PR #732, opened 2023-09-14
feat: allow resize the dialogbox for bigger/hidpi screens

### LINKED ISSUE #731: "Edit bookmark" window is too small
## Data
- Shiori version 1.6.0-rc.1 (build 1d52569731e72d2dcb4236f3008912b58a310f6d) at 2023-09-11T17:23:40Z
- SQLite
- Devuan x64 
- Web interface 

"Edit bookmark" window is too small. On 4K screen it occupies too little space & can't be expanded.

## Expected behavior
Make window be a large percent of browser window or/and allow it to be resizable.

## To Reproduce
Just any bookmark.

## Screenshots
NA

## Notes
NA

Monirzadeh:
this pull request try to improve UX in wide screen or High-resolution display.
it should close #731 
for now it is not complete yet,
# TODO:
- [x] resize box
- [x] just active when display is bigger than full HD
- [x] remove `max-width` or change that to 800px if resize box is active

# Things we don't decide about them yet
- [ ] should new resize size remmeber?


fmartingr:
Check this:

```patch
diff --git internal/view/assets/less/custom-dialog.less internal/view/assets/less/custom-dialog.less
index f55a95c..243775a 100644
--- internal/view/assets/less/custom-dialog.less
+++ internal/view/assets/less/custom-dialog.less
@@ -19,18 +19,18 @@
        z-index         : 10001;
        background-color: rgba(0, 0, 0, 0.6);
        padding         : 32px;
-    resize          : both;
 
        .custom-dialog {
                display         : flex;
                flex-flow       : column nowrap;
                width           : 100%;
-               max-width       : 400px;
+               max-width       : 60vw;
                min-height      : 0;
-               max-height      : 100%;
+               max-height      : 70vh;
                overflow        : auto;
                background-color: var(--contentBg);
                font-size       : 16px;
+               resize          : both;
 
                .custom-dialog-header {
                        padding         : 16px;
@@ -54,6 +54,7 @@
                        align-content        : start;
                        align-items          : baseline;
                        grid-gap             : 16px;
+                       flex-grow            : 1;
 
                        &::after {
                                content          : "";
```

Also I got notice that we need to maintain both less and css, since there's no compiler in between. Maybe we can use less directly in the browser, do you want me to address that?

fmartingr:
> ```diff
> ```diff
> +                       flex-grow            : 1;
> ```
> 
> 
>     
>       
>     
> 
>       
>     
> 
>     
>   
> 
> i think i should fix this.
> 
> Update:
> maybe it is a little better. i don't like that empty space but not find a better solution yet.
> ```

Make it so the start size is the same as always, leaving the option to users to resize it to a larger viewport.

internal/view/assets/css/custom-dialog.css
fmartingr, line 1: Is this file necessary?

internal/view/assets/less/custom-dialog.less
```diff
@@ -153,4 +153,19 @@
 			}
 		}
 	}
-}
\ No newline at end of file
+}
+
+@media screen and (max-width: 400px) {
```
fmartingr, line 158: I've made a quick test and maybe we only need this `@media` query for mobile devices:

```less
@media only screen and (max-width: 768px) {
	.custom-dialog-overlay {
		padding: 0px;
	}

	.custom-dialog {
		width: 100%;
		height: 100%;
	}
}
```

This makes the dialog use the entire viewport, which seems useful mobile side:

Screenshot 2023-09-30 at 08 40 44

Don't get too distracted with mobile though, since there would be a lot of other things to improve in that side apart from this, just make it better without being to disruptive.

internal/view/assets/less/custom-dialog.less
```diff
@@ -153,4 +153,23 @@
...
+		padding: 0px;
+	}
+
+	.custom-dialog {
+		width: 100%;
+		height: 100%;
+	}
+}
+
+@media screen and (min-width: 769px) {
```
fmartingr, line 170: I think we don't need this one, it can be the dialog defaults, isnt' it?

internal/view/assets/less/custom-dialog.less
```diff
@@ -153,4 +153,23 @@
...
+
+
+@media only screen and (max-width: 768px) {
+	.custom-dialog-overlay {
+		padding: 0px;
+	}
+
+	.custom-dialog {
+		width: 100%;
+		height: 100%;
```
fmartingr, line 166: You are right that we can do this as well:

```suggestion
		height: 100%;
		resize: none;
```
■ ■ ■
**YOUR INSTRUCTIONS**
From the first line of the data above to the line containing "## Expected behavior", repeat everything exactly and add nothing.

**RESPONSE TO THE TASK**
PR #732, opened 2023-09-14
feat: allow resize the dialogbox for bigger/hidpi screens

### LINKED ISSUE #731: "Edit bookmark" window is too small
## Data
- Shiori version 1.6.0-rc.1 (build 1d52569731e72d2dcb4236f3008912b58a310f6d) at 2023-09-11T17:23:40Z
- SQLite
- Devuan x64 
- Web interface 

"Edit bookmark" window is too small. On 4K screen it occupies too little space & can't be expanded.

## Expected behavior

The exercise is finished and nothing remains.